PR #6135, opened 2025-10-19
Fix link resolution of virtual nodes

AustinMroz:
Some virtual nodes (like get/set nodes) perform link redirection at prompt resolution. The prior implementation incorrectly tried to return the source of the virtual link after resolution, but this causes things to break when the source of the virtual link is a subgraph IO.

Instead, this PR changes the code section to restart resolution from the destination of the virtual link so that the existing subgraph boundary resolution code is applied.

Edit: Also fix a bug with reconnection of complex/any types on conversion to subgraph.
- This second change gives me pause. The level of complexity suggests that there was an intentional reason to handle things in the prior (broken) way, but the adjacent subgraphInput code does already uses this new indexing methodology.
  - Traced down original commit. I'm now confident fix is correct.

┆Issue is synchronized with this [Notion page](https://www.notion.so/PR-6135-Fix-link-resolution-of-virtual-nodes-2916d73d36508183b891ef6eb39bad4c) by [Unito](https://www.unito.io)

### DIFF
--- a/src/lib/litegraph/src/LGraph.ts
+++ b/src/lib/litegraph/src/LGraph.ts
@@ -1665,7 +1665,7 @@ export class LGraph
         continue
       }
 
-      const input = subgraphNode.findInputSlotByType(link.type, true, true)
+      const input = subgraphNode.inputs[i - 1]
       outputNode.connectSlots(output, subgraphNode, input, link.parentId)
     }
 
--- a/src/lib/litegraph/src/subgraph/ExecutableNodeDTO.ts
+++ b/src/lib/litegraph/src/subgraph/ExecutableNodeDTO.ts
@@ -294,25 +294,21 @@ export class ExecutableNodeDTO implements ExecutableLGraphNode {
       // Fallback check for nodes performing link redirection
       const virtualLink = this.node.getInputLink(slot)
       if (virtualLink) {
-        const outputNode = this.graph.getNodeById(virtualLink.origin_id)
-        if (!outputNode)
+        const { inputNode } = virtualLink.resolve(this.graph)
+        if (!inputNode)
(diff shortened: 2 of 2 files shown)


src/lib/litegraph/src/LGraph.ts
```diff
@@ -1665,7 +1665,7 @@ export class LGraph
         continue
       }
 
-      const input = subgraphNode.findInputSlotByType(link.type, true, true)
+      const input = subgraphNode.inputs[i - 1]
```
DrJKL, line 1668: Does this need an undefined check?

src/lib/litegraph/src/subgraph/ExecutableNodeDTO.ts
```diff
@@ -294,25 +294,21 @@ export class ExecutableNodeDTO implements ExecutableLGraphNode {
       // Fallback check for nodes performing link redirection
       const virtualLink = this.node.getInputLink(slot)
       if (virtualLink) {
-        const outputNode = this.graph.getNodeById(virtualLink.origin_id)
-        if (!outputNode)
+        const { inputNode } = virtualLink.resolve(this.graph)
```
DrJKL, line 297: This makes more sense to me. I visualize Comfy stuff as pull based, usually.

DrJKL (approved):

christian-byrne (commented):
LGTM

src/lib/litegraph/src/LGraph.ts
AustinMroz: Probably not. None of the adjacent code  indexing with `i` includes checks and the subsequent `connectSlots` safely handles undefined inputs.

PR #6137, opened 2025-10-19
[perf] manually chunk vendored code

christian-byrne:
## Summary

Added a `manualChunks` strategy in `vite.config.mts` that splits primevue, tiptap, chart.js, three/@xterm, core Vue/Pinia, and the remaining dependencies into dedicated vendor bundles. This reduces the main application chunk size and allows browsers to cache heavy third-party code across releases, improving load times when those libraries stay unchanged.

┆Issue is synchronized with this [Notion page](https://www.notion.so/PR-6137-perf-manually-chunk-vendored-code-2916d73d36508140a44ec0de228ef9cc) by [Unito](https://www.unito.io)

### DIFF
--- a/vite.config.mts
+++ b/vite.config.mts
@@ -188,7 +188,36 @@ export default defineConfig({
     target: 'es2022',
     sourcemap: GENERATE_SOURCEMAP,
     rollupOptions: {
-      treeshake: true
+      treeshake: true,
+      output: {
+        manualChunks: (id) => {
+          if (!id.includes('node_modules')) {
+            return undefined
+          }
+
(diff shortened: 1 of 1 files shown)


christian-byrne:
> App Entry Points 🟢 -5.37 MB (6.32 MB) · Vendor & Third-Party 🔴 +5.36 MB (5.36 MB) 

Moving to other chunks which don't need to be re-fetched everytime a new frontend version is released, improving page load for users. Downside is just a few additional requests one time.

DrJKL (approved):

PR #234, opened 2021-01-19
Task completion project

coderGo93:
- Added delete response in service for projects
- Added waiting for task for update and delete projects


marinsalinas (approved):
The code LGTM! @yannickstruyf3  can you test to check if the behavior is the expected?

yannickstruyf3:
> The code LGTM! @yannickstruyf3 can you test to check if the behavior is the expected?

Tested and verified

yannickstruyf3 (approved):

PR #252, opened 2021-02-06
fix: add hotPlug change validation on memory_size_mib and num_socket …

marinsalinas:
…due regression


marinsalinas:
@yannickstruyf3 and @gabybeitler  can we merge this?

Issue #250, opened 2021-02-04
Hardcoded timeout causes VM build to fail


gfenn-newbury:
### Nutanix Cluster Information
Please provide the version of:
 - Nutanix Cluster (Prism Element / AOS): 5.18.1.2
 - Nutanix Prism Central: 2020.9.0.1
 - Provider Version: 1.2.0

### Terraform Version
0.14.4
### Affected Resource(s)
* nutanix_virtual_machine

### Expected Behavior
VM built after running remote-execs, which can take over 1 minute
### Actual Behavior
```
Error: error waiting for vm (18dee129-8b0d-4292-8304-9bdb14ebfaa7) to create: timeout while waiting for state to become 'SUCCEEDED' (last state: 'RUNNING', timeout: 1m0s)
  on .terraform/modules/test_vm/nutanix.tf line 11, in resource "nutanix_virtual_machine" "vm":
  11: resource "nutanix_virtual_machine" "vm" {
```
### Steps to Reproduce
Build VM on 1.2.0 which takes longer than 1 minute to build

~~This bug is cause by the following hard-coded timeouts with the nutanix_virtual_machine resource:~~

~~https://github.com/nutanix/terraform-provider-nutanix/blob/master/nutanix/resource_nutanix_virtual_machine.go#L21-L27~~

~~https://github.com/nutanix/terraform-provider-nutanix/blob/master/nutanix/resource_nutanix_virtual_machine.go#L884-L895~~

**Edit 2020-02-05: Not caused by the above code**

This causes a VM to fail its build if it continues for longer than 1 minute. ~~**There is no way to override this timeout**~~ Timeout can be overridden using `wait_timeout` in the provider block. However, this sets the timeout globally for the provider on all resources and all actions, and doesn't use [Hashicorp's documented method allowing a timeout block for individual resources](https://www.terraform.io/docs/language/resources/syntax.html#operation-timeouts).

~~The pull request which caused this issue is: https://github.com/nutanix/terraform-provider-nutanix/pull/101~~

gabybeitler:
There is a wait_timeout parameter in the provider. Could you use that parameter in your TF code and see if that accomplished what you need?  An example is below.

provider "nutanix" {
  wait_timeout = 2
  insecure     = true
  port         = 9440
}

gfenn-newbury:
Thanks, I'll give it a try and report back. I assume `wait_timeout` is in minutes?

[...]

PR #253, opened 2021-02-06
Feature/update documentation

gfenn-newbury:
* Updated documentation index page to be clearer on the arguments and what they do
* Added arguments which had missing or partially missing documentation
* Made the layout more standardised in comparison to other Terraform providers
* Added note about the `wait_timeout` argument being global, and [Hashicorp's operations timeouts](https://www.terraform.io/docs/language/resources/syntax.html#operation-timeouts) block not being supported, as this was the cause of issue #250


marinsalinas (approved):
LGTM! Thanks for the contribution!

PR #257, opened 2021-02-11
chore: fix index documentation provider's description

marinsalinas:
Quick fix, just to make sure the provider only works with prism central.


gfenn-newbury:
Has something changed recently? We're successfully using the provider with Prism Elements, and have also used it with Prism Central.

__________

EXERCISE AIM:
Give the number of lines in the entries that contain "litegraph", and add nothing.

OUTPUT OF THE EXERCISE:
7